Anyway, there was one scene in one story in all those comics that I still remember. It showed a kid who had become a werewolf, and his mom was calling from downstairs that dinner was on. And the story left off at that, with his wicked werewolf-smile as he said he was coming. You could imagine where it was going to lead. Just the thought of that was awful and hurt, the thought of him becoming a monster and eating his own mother. And it stayed with me, like many things, and I like to think it made me aware that I care for other people, I like to think it shaped my empathy in some small way by making me aware, making me feel, making me think and remember.

That's what I think the value of tragedy and horror and even gore is. It makes us feel and makes us think, it stirs the deepest feelings in us, if it's done well. It may not be something you enjoy, but it can be powerful and it can be positive for many people.

Quote Originally Posted by INoKnowNames View Post
See, what exactly -is- Gorn? I thought I knew what Gorn was, but if this is it, then I don't know.
I don't know what the original or official meaning of that word is, personally I just use it to mean anything that is needlessly gory for the sake of being gory which describes Cupcakes perfectly.

Quote Originally Posted by INoKnowNames View Post
.... this all... I don't have a respone for this.

Hm... maybe I do. And that response is that it makes me think.
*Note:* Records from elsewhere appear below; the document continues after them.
PR #3026, opened 2022-10-26
refactor: Map departures fixes

jorelosorio:
This PR fixes all the issues mentioned on https://github.com/AtB-AS/kundevendt/issues/2375


src/components/bottom-sheet/AnimatedBottomSheet.tsx
```diff
@@ -45,7 +45,7 @@ const useStyles = StyleSheet.createThemeHook((theme) => ({
     width: '100%',
     position: 'absolute',
     bottom: 0,
-    borderTopLeftRadius: theme.border.radius.regular,
-    borderTopRightRadius: theme.border.radius.regular,
+    borderTopLeftRadius: theme.border.radius.circle,
+    borderTopRightRadius: theme.border.radius.circle,
```
rosvik, line 49: Looking through the issue comments, didn't you settle on keeping the previous border radius here?

src/components/map/hooks/use-trigger-camera-move-effect.tsx
```diff
@@ -40,7 +41,13 @@ export const useTriggerCameraMoveEffect = (
...
   const {height: bottomSheetHeight} = useBottomSheet();
   const {minHeight: tabBarMinHeight} = useBottomNavigationStyles();
-  const paddingBottom = bottomSheetHeight - tabBarMinHeight;
+  var paddingBottom = bottomSheetHeight - tabBarMinHeight;
+
+  paddingBottom =
+    // Workaround for Android when font and screen size changes!
+    Platform.OS == 'android' && PixelRatio.get() > 3.0
+      ? paddingBottom / PixelRatio.get()
+      : paddingBottom;
```
rosvik, line 50: This looks kind of hacky 🤔 Is there something special about pixel ration being > 3, or could we solve it in a more generic way? Would it work to always divide by pixel ratio, regardless of amount?

But if this is the best solution, this might be a more readable way to write this 😊

```suggestion
  let paddingBottom = bottomSheetHeight - tabBarMinHeight;

  // Workaround for Android when font and screen size changes
  if (Platform.OS == 'android' && PixelRatio.get() > 3.0) {
    paddingBottom = paddingBottom / PixelRatio.get();
  }
```

src/components/map/utils.ts
```diff
@@ -87,14 +96,22 @@ export const getFeaturesAtCoordinates = async (
     coords.longitude,
     coords.latitude,
   ]);
+  var boundingOffset = 15;
```
rosvik, line 99:
```suggestion
  let boundingOffset = 15;
```

src/components/screen-header/index.tsx
```diff
@@ -170,9 +170,12 @@ export default ScreenHeader;
 
 const useHeaderStyle = StyleSheet.createThemeHook((theme) => ({
   container: {
-    padding: theme.spacings.medium,
-    borderTopLeftRadius: theme.border.radius.regular,
-    borderTopRightRadius: theme.border.radius.regular,
+    paddingLeft: theme.spacings.medium,
+    paddingRight: theme.spacings.medium,
+    paddingBottom: theme.spacings.large,
+    paddingTop: theme.spacings.large,
```
rosvik, line 176:
```suggestion
    paddingHorizontal: theme.spacings.medium,
    paddingVertical: theme.spacings.large,
```

src/components/bottom-sheet/AnimatedBottomSheet.tsx
jorelosorio: Yes, however, I showed it to @ckbilstad and he said we can use that borders, even for other bottom sheets.

src/components/map/hooks/use-trigger-camera-move-effect.tsx
jorelosorio: Yes, it looks hacky! Indeed! but after many tests, I realize that Android breaks when PixelRatio is bigger than 3.0, I could show you, and maybe together we could find something better :)

src/components/map/components/DeparturesDialogSheet.tsx
```diff
@@ -58,28 +70,34 @@ const DeparturesDialogSheet = ({
...
-            isFocused={false}
-            searchTime={searchTime}
-            setSearchTime={setSearchTime}
-            showOnlyFavorites={showOnlyFavorites}
-            setShowOnlyFavorites={setShowOnlyFavorites}
-            testID="departuresContentView"
-            allowFavouriteSelection={false}
-          />
+        {!isSearching && !isLoading ? (
+          stopPlace && (stopPlace.quays?.length ?? 0 > 0) ? (
```
rosvik, line 78: I think we can make the logic more readable here. 

1. Update `isLoading` to `const isLoading = state.isLoading || isSearching;`, so you can check just the one variable here.
2. `stopPlace && (stopPlace.quays?.length ?? 0 > 0)` can be simplified to `!!stopPlace?.quays?.length`

rosvik (approved):
Looks good 👍 Just one more comment I missed the first time around.

src/components/map/hooks/use-trigger-camera-move-effect.tsx
gorandalum: We looked at it today and got it working without the "magic number".

gorandalum (approved):
Remember to not use "fix" for fixes on unreleased features. This hasn't been released to the users yet, so it is not relevant as a bugfix in the release notes. Instead use "refactor", you may change it when you squash and merge.

src/components/map/components/DeparturesDialogSheet.tsx
jorelosorio: Fixed!

src/components/map/hooks/use-trigger-camera-move-effect.tsx
```diff
@@ -158,10 +148,32 @@ export const moveCameraToCoordinate = (
...
+    const headerHeight = StatusBar.currentHeight ?? 0;
+
+    // This is the base level for the padding, where the values are divided by the device font scale to match the map unit.
+    const scaledBottomSheetPadding = bottomSheetHeight - tabBarMinHeight;
+    return [
+      padding + headerHeight, // Subtract the header height on Android since it is not see through
+      padding,
+      padding + scaledBottomSheetPadding,
+      padding,
+    ].map((p) => p / PixelRatio.getFontScale()) as MapboxGL.Padding;
```
adriawh, line 170: @jorelosorio do you remember why you are dividing on the font scale here?

jorelosorio: As far I remember, the scales inside the map are not based on dpi so by using / by that factor becomes somehow pixel units, not point units.

PR #3028, opened 2022-10-27
feat: improve favourites in the app

Nisha1306:
Closes https://github.com/AtB-AS/kundevendt/issues/2592
Dependent on https://github.com/AtB-AS/atb-bff/pull/171

<div>
  
  
  
  
  
  
</div>


src/screens/Departures/StopPlaceView.tsx
```diff
@@ -3,20 +3,24 @@ import Feedback from '@atb/components/feedback';
...
+import FavoriteToggle from '@atb/screens/Departures/components/FavoriteToggle';
+import DateSelection from '@atb/screens/Departures/components/DateSelection';
+import {PlaceScreenMode} from '@atb/screens/Departures/PlaceScreen';
 
 type StopPlaceViewProps = {
   stopPlace: Place;
   showTimeNavigation?: boolean;
   navigateToQuay: (quay: Quay) => void;
-  navigateToDetails: (
+  navigateToDetails?: (
```
gorandalum, line 23: `navigateToDetails` is mandatory if `mode` is `'Departure', but should not be provided if `mode` is `Favourite`. It would be beneficial if this was reflected in the typing as well.

src/screens/Departures/components/EstimatedCallItemWrapperView.tsx
```diff
@@ -0,0 +1,33 @@
+import {PlaceScreenMode} from '@atb/screens/Departures/PlaceScreen';
+import {TouchableOpacity, View} from 'react-native';
+import {StyleSheet} from '@atb/theme';
+import {ReactNode} from 'react';
+
+const EstimatedCallItemWrapperView = ({
```
gorandalum, line 6: Could consider making this a more generic component, as I feel the naming `EstimatedCallItemWrapperView` is kinda hard to understand, and a developer have to read the code to get an idea what it actually does. 

Maybe something like:
```
const TouchableOrView = ({onClick, style, children}) => 
  onClick
    ? <TouchableOpacity onPress={onClick} style={style}>{children}</TouchableOpacity>
    : <View style={style}>{children}</View>
```

You don't necessarily have to do this now, we don't want PRs to drag out forever. You can decide based on how you feel about the suggestion 😄

src/screens/Departures/state/quay-state.ts
```diff
@@ -355,7 +362,7 @@ async function fetchEstimatedCalls(
       id: quay.id,
       startTime: queryInput.startTime,
       numberOfDepartures: queryInput.numberOfDepartures,
-      timeRange: timeRange,
+      timeRange: queryInput.timeRange,
```
gorandalum, line 365: Remove the existing `timeRange` variable?

gorandalum (approved):

src/screens/Departures/state/quay-state.ts
Nisha1306: I dint know that you had commented,  I have force pushed this fix to previous commit itself 😅

src/screens/Departures/components/EstimatedCallItemWrapperView.tsx
Nisha1306: I did think about this, but then I couldn't think of any scenario where this would be re-used. So I decided to make it component-specific, but from the perspective of how intuitive it is, I can rename it :)

src/screens/Dashboard/DeparturesWidget.tsx
```diff
@@ -10,15 +10,26 @@ import {useGeolocationState} from '@atb/GeolocationContext';
...
 import React, {useEffect, useRef} from 'react';
 import {ActivityIndicator, Linking, TouchableOpacity, View} from 'react-native';
 import {useFavoriteDepartureData} from './state';
+import * as Sections from '@atb/components/sections';
+import ThemeIcon from '@atb/components/theme-icon';
+import {NavigationProp} from '@react-navigation/native';
 
-const DeparturesWidget: React.FC = () => {
+type Props = {
+  navigation: NavigationProp<any>;
```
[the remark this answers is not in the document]
Nisha1306: passed onEditFavouriteDeparture and onAddFavouriteDeparture instead of navigation object

src/screens/Departures/components/EstimatedCallItem.tsx
```diff
@@ -23,20 +23,24 @@ import {Warning} from '../../../assets/svg/color/situations';
 import ToggleFavouriteDeparture from '@atb/screens/Departures/components/ToggleFavouriteDeparture';
 import DeparturesTexts from '@atb/translations/screens/Departures';
 import {isToday, parseISO} from 'date-fns';
+import {useOnMarkFavouriteDepartures} from '@atb/screens/Departures/components/use-on-mark-favourite-departures';
+import {StopPlacesMode} from '@atb/screens/Departures/types';
+import {TouchableOpacityOrView} from '@atb/components/touchable-opacity-or-view/TouchableOpacityOrView';
```
gorandalum, line 28: Shouldn't import directly from file. Export it in an index file, and then use 
```import {TouchableOpacityOrView} from '@atb/components/touchable-opacity-or-view```

gorandalum (approved):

Anarion, you make me think. Thank you.

I feel like some things are best left alone, but you are right...
That's what these things do. They make you think

Quote Originally Posted by INoKnowNames View Post
Never touching that story. I wish I was the kind of person that wasn't so easily bothered by such things... alas, Will is my weak save.
I don't think it's bad that you're touched by these stories. As I note above, that's the point, actually. You want to be touched by them, you want to cry. At least if you're like me.

I wish I could have been touched by Cupcakes, because it could have been a great story if it had been more than just an exercise in gore and shock. There's real tragedy in there, but it's never realized. It could have made me cry, if it wasn't because it was so awful it made me laugh instead.

Quote Originally Posted by INoKnowNames View Post
Not much of a premise, if you ask me.
On the contrary, I think Cupcakes had a lot of unrealized potential, as I've said above.

Quote Originally Posted by INoKnowNames View Post
I feel like that would be giving it far too much credit. There are ways to go that far and that deep without being sickening, me thinks.
I'm not giving Cupcakes any credit. The Lecter books are, I'm sure, infinitely more clever. Also the gore is much more spread out, I'm sure. That was my point really, for a story like this to be good it needs more than just gore. You don't have to throw out the gore, you just have to distribute it right and not let it be the whole of the story.

Quote Originally Posted by INoKnowNames View Post
.... what in God's name makes you think that a talentless hack with no experience or skills who can barely stomache the plot could even remotely pull off the psychological tale of a mind's descent into entropy and the horrid ramifications there in, especially when a writer with far more experience and talent, as well as a better handle on such a would, believes they couldn't?
See above. Very few people may be able to pull it off, that's right, but that doesn't mean they shouldn't make the attempt, because otherwise you won't find that one in a million writer who can do it.